Appreciating population mountains

Tim Harford tweeted about a nice project visualizing of the world's distribution of population, and wondered why he likes it so much. 

That's the question we'd love to answer on this blog! Charts make us emotional - some we love, some we hate. We like to think that designers can control those emotions, via design choices.

I also happen to like the "Population Mountains" project as well. It fits nicely into a geography class.

1. Chart Form

The key feature is to adopt a 3D column chart form, instead of the more conventional choropleth or dot density. The use of columns is particularly effective here because it is natural - cities do tend to expand vertically upwards when ever more people cramp into the same amount of surface area. 

Jc_popmount

Imagine the same chart form is used to plot the number of swimming pools per square meter. It just doesn't make the same impact. 

2. Color Scale

The designer also made judicious choices on the color scale. The discrete, 5-color scheme is a clear winner over the more conventional, continuous color scale. The designer made a deliberate choice because most software by default uses a continuous color scale for continuous data (population density per square meter).

Jc_popmount_colorscales

Also, notice that the color intervals in 5-color scale is not set uniformly because there is a power law in effect - the dense areas are orders of magnitude denser than the sparsely populated areas, and most locations are low-density. 

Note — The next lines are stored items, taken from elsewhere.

PR #3624, opened 2021-03-04
Fix segmentation fault when pushing a class object based on Realm.Object to a list [v6 backport]

takameyer:
## What, How & Why?
```
    constructor(description) {
        super()
        this.id = `${new ObjectId()}`
        this.done = false;
    }

    static schema = {
        name: "TodoItem",
        properties: {
            id: "string",
            description: "string",
            deadline: "date?"
        },
        primaryKey: "id"
    }
}

    constructor(name ) {
        super()
        this.id = `${new ObjectId()}`
        this.name = name;
        this.items = []
    }

    static schema = {
        name: "TodoList",
        properties: {
            id: "string",
            name: "string",
            items: "TodoItem[]"
        },
        primaryKey: "id"
    }
}

realm.write(() => {

})
```

The problem is that realm was assuming that if the object is of type Realm.Object that it has already been created.  This assumption was causing a null pointer to be dereferenced which had caused the segmentation fault.  The logic now checks for null and throws an exception.
    
Also attempting to create an object with an unmanged instance of Realm.Object will throw an exception. This is to avoid future attempts to create which fail, as the prototype has been changed.

## ☑️ ToDos

* [x] 📝 Changelog entry
* [ ] ~📝 `Compatibility` label is updated or copied from previous entry~
* [x] 🚦 Tests

* [ ] ~jsdoc files updated~

### DIFF
--- a/CHANGELOG.md
+++ b/CHANGELOG.md
@@ -1,4 +1,25 @@
+x.x.x Release notes (yyyy-MM-dd)
+=============================================================
+### Enhancements
+* None.
+
+### Fixed
+* <How to hit and notice issue? what was the impact?> ([#????](https://github.com/realm/realm-js/issues/????), since v?.?.?)
+* There seems to be a few issues regarding class support in realm-js. We are currently coming up with strategies to better support this in the future.  In the meantime, the following fixes have been applied to help avoid crashes and failures.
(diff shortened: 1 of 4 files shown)


fronck (approved):
LGTM :+1:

These decisions have a strong influence on the perception of the information: it affects the heights of the peaks, the contrasts between the highs and lows, etc. It also injects a degree of subjectivity into the data visualization exercise that some find offensive.

3. Background

The background map is stripped of unnecessary details so that the attention is focused on these "population mountains". No unnecessary labels, roads, relief, etc. This demonstrates an acute awareness of foreground/background issues.

4. Insights on the "shape" of the data 

The article makes the following comment:

What stands out is each city’s form, a unique mountain that might be like the steep peaks of lower Manhattan or the sprawling hills of suburban Atlanta. When I first saw a city in 3D, I had a feel for its population size that I had never experienced before.

I'd strike out population size and replace with population density. In theory, the sum of the areas of the columns in any given surface area gives you the "population size" but given the fluctuating heights of these columns, and the different surface areas (sprawls) of different cities, it is an Olympian task to estimate the volumes of the population mountains!

The more salient features of these mountains, most easily felt by readers, are the heights of the peak columns, the sprawl of the cities, and the general form of the mass of columns. The volume of the mountain is one of the tougher things to see. Similarly, the taller 3D columns hide what's behind them, and you'd need to spin and rotate the map to really get a good feel.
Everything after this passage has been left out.